Hacker Newsnew | past | comments | ask | show | jobs | submitlogin

Lets say this service is generating truly random bytes. If a subset of the bytes that you download happen to describe, say, the last episode of Mr. Robot encoded in MP4, does that actually constitute piracy?


No. Copyright only covers copying. If two people independently create the same work, they both have rights to that work.

Though, note that what you're suggesting is basically impossible for a work of any meaningful size, and the act of searching for a specific work in a random stream probably would prevent it from being considered an independent creation.

http://www.techpatents.com/Blog/independent-creation-is-a-de...


See also "Pierre Menard, Author of the Quixote" by Borges (https://en.wikipedia.org/wiki/Pierre_Menard,_Author_of_the_Q...) about the differences between Menard's and Cervantes' Don Quixote. Both the same text, 100% identical, but one written in contemporary times to the setting, one in modern times. The modern 'copy' has a different meaning, due to the authors different circumstances, despite the content being syntactically exactly the same. Really interesting concept, like all of Borges, really!
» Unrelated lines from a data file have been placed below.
PR #924, opened 2024-03-04
proto changes

Shubham8287:
# Description of Changes

- [x] Protobuf changes
- [x]  Server side changes
- [x] json changes

Not intented to, but could be possible. Reviewer to have attention on this.

### DIFF
--- a/crates/client-api-messages/protobuf/client_api.proto
+++ b/crates/client-api-messages/protobuf/client_api.proto
@@ -51,7 +51,7 @@ message IdentityToken {
 ///
 /// - `argBytes` is the arguments to the reducer, encoded as BSATN.
 ///
-/// - `messageId` is a identifier for client request.
+/// - `requestId` is a identifier for client request.
 /// SpacetimeDB models reducers as taking a single `AlgebraicValue` as an argument, which
 /// generally will be a `ProductValue` containing all of the args (except the
 /// `ReducerContext`, which is injected by the host, not provided in this API).
@@ -59,7 +59,7 @@ message FunctionCall {
     // TODO: Maybe this should be replaced with an int identifier for performance?
     string reducer = 1;
     bytes argBytes = 2;
-    bytes messageId = 3;
+    bytes requestId = 3;
 }
 
 /// Sent by client to database to register a set of queries, about which the client will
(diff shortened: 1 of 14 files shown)


jdetter (approved):
All of the choices here are reasonable:
- We're calling this thing `messageId` for now because the one-off queries already have this concept and there we call it `messageId`. We'll make a P2 ticket for 0.9 to rename these all to `requestId`
- We're putting the `messageId` inside of subscription update instead of transaction update in order to enable us to track round-trip times for subscription changes.

jdetter (changes requested):
Sorry I changed my mind 😅 

I think it makes sense to change messageId to requestId because renaming the field is not ABI breaking, and we have to go through and update the code everywhere anyway to support this.

crates/client-api-messages/protobuf/client_api.proto
```diff
@@ -51,13 +51,15 @@ message IdentityToken {
...
 ///
+/// - `requestId` is a identifier for client request.
 /// SpacetimeDB models reducers as taking a single `AlgebraicValue` as an argument, which
 /// generally will be a `ProductValue` containing all of the args (except the
 /// `ReducerContext`, which is injected by the host, not provided in this API).
 message FunctionCall {
     // TODO: Maybe this should be replaced with an int identifier for performance?
     string reducer = 1;
     bytes argBytes = 2;
+    bytes requestId = 3;
```
Shubham8287, line 62: @jdetter, pretty late but I was thinking, do we really need requestId as `bytes`? or something like `u64` would be sufficient?

jdetter: This definitely should just be a u64 or even just u32, but it would also break the ABI/API if we change it. I haven't looked at how its used, is there a reason other than breaking ABI/API why we can't just do u64 here?

Shubham8287: No, It's due to `oneOffQuery` uses bytes so to be consistent.
but now I feel to be right first, `OneOfQuery` has its own request and response message and doesn't collide with `TransactionUpdate` or `SubscriptionUpdate`. So We can leave that as it is until 0.9 and use `u32` for new messageId's I am adding. What do you say?

jdetter (approved):
Tested, works for me. Changes look reasonable 👍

This is getting even more offtopic, but I'm kind of curious if anyone knows if it would be illegal to distribute a copy of something copyrighted, if it's "encrypted with itself" -- for example, an encrypted eBook with plaintext metadata that tells you how to derive a decryption key from a long sample of words in the book. In theory the copy is random bytes until you possess the book, which should mean you have the right to possess the copy for personal/backup/interoperability purposes. (The usecase in mind, which perhaps applies best to books, is being able to turn physical media into high-fidelity, open digital formats that can be distributed lawfully, without the cooperation of the copyright holder.)
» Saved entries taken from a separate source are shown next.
PR #925, opened 2024-03-05
`iter_by_col_eq`: take AV by ref + impl RangeBounds<..> for &AV

Centril:
# Description of Changes

- Let `iter_by_col_eq` take `&AlgebraicValue` instead of taking ownership.
- Add `impl RangeBounds<AlgebraicValue> for &AlgebraicValue`.

Together, and with especially the latter, these will facilitate reusing queries.

None

1


kim (approved):
:+1:

Issue #1504, opened 2024-07-12
Remove dependency on openssl


Centril:
It's being pulled in by reqwest, which comes as a default feature we're not using (see https://github.com/seanmonstar/reqwest/blob/master/Cargo.toml)

We're also using it in standalone to generate keys, which can be delegated to shell calls.

Removing this dependency removes a long chunk of compilation time on windows.

jdetter:
> Removing this dependency removes a long chunk of compilation time on windows.

Really it's hard to understate the amount of time this is taking in windows. I believe the vast majority of the time spent compiling SpacetimeDB on windows is just openssl.

mamcx:
For generating the keys we can use `ring`

PR #1700, opened 2024-09-11
Remove openssl

mamcx:
# Description of Changes

Using the `openssl` crate significantly increases the build times on Windows. Switching to `rustls` improves it:

```bash
# Windows 11
# 1.79.0-x86_64-pc-windows-msvc 
# AMD Ryzen 9 7940HS w/ Radeon 780M Graphics        4.00 GHz
#  32.0 GB (25.8 GB usable)

   Compiling spacetimedb-core v0.12.0 (C:\Proyectos\space\SpacetimeDB\crates\core)
   Compiling spacetimedb-client-api v0.12.0 (C:\Proyectos\space\SpacetimeDB\crates\client-api)
   Compiling spacetimedb-standalone v0.12.0 (C:\Proyectos\space\SpacetimeDB\crates\standalone)   

OpenSSL:

    Finished `dev` profile [unoptimized + debuginfo] target(s) in 4m 01s
    Finished `release` profile [optimized] target(s) in 4m 39s    

RusTls:

    Finished `dev` profile [unoptimized + debuginfo] target(s) in 1m 21s
    Finished `release` profile [optimized] target(s) in 2m 02s    
```

3

It looks correct to me the generation and reading of keys.  However, even if trivial, changing libraries that do crypto requires careful eyes.

# Testing
- [x] * Check using https://8gwifi.org/PemParserFunctions.jsp that we use the same algorithms and settings as from `openssl`.*
- [x] *Publish `quickstart` and re-read the keys*
- [x] *Manual inspection of the keys and config files*


gefjon:
I strongly request that we not do potentially dangerous changes which are not intended to be API breaks within the 0.12 release window. This can, and therefore should, wait.

mamcx:
Changed to draft so we don't merge yet

mamcx:
Btw, this adds [`cmake`](https://aws.github.io/aws-lc-rs/requirements/windows0 as a requirement on Windows.

RReverser:
> Btw, this adds [`cmake`](https://aws.github.io/aws-lc-rs/requirements/windows0 as a requirement on Windows.

Sigh. It's somewhat unfortunate to replace one external dependency for Windows devs (Perl) with another (CMake). Why does rustls need it?

dare3path:
closes https://github.com/clockworklabs/SpacetimeDB/issues/1504

bfops:
`openssl` is a bunch of my build time on Ubuntu as well, so I was curious how this PR affects total build time (after `rm -rf target/*`).

master:
```
real	6m20.941s
user	7m28.604s
sys		1m14.316s
```
This branch:
```
real	4m48.625s
user	6m54.506s
sys		1m0.312s
```
So a meaningful improvement for me!

I don't really love that this swaps one outside-of-cargo dependency for another on Windows, but I can't speak to which one is more imposing for Windows users.

.github/workflows/ci.yml
```diff
@@ -146,6 +146,20 @@ jobs:
             cargo build -p v8
           fi
 
+      # This step shouldn't be needed, but somehow we end up with caches that are missing librusty_v8.a.
```
bfops, line 149: I added this since we now build in release mode here, and we started hitting this issue again.

I still have no idea why this happens since we no longer `cache-on-failure`, but.. /shrug.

> In theory the copy is random bytes

There is not any such thing as random bytes. Here's a byte: 0xca. Is it random?

Well, if I got it from a fair die, perhaps. But if I got it by printing the hex of a Java program, of course not. Bytes cannot be random, they can only be created in a random way (or not).

In your hypothetical you are not creating the bytes in a random way, you are creating them from a book. So the bytes have nothing to do with so-called "random bytes", but are in fact a derivative work of the book, at the very least.


I guess this is bit color, then (a similar "random" example is used in the Colour essay somebody else linked.) Thanks for mentioning "derivative work", it's a good key word to look into this further. After skimming https://en.wikipedia.org/wiki/Derivative_work I guess one question is, is applying cryptography "transformative"?

To take it in a slightly different direction, since parody has been upheld, what about a deterministic, reversible, mechanical parodic transformation? AFAIK machine-created works can't be given a copyright, but I'm not asking for that, merely that a machine can create a sufficiently transformative derivative work.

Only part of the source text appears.